A study conducted in Finland observed 100 kids ages 2 to 6, with their parents being asked to answer questions concerning their children's sleep quality and their own — and the results showed that parents too often project their own sleep problems onto their kids.
For one week, the youngsters wore an "actigraph," which is a bracelet that measures movement and can estimate the amount of sleep a person has gotten, reports NPR's Katherine Hobson.
The researchers found that parents who had sleep problems of their own were more likely to report their children had sleeping disturbances, even though the actigraph suggested the kids were not having problems.
"People who sleep poorly overestimate their children's sleep problems," said Marko Elovainio, a professor of psychology at the University of Helsinki and an author of the study, which appears Thursday in the journal Pediatrics.

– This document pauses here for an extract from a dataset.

PR #4161, opened 2021-07-16
[flutter_plugin_tests] Split analyze out of xctest

stuartmorgan:
To prep for making a combined command to run native tests across different platforms, rework `xctest`:
- Split analyze out into a new `xcode-analyze` command:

This misjudgment can be significant because physicians diagnose and treat children's sleep habits by questioning their parents. The study's authors caution doctors to use more objective measures when working with young people and to consider the parents' sleeping problems as well.
In previous studies, researchers have found that sleep-deprived people are likelier to encounter and remember adverse details and events. This deprivation could be a reason that tired parents tend to exaggerate difficulties with getting kids to bed and keeping them in bed for the night.
But actigraph readings are sometimes not as accurate for children as for grown-ups. Also, since children move around more as they sleep it is possible the actigraph may underestimate the amount of time a child sleeps, added a pediatric sleep psychologist at National Jewish Health in Denver, who was not a part of the study.
The children in the study, who were mostly 3-and 4-year olds, were averaging 8.5 hours a night of sleep. The National Sleep Foundation suggests that 2-year-olds get 11 to 14 hours of sleep a night. For preschoolers, they prescribe 10 to 13 hours, and for school-aged young ones they recommend 9 to 11 hours.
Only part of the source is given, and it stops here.